Repeat the data in full. No line may differ from the original.

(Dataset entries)
····················

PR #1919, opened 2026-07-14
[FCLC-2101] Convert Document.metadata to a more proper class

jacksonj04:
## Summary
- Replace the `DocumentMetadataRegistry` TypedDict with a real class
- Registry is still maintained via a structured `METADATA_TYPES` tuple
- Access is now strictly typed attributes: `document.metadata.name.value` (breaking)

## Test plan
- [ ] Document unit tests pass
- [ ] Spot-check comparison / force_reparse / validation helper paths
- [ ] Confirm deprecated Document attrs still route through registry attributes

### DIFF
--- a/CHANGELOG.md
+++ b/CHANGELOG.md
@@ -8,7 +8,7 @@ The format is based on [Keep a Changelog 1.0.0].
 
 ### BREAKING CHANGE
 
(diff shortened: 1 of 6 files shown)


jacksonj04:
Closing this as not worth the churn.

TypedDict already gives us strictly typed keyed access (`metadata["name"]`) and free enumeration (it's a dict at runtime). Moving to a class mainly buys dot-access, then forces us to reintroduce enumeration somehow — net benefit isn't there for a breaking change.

····················

• TASK SOLUTION
PR #1919, opened 2026-07-14
[FCLC-2101] Convert Document.metadata to a more proper class

jacksonj04:
## Summary
- Replace the `DocumentMetadataRegistry` TypedDict with a real class
- Registry is still maintained via a structured `METADATA_TYPES` tuple
- Access is now strictly typed attributes: `document.metadata.name.value` (breaking)

## Test plan
- [ ] Document unit tests pass
- [ ] Spot-check comparison / force_reparse / validation helper paths
- [ ] Confirm deprecated Document attrs still route through registry attributes

### DIFF
--- a/CHANGELOG.md
+++ b/CHANGELOG.md
@@ -8,7 +8,7 @@ The format is based on [Keep a Changelog 1.0.0].
 
 ### BREAKING CHANGE
 
(diff shortened: 1 of 6 files shown)


jacksonj04:
Closing this as not worth the churn.

TypedDict already gives us strictly typed keyed access (`metadata["name"]`) and free enumeration (it's a dict at runtime). Moving to a class mainly buys dot-access, then forces us to reintroduce enumeration somehow — net benefit isn't there for a breaking change.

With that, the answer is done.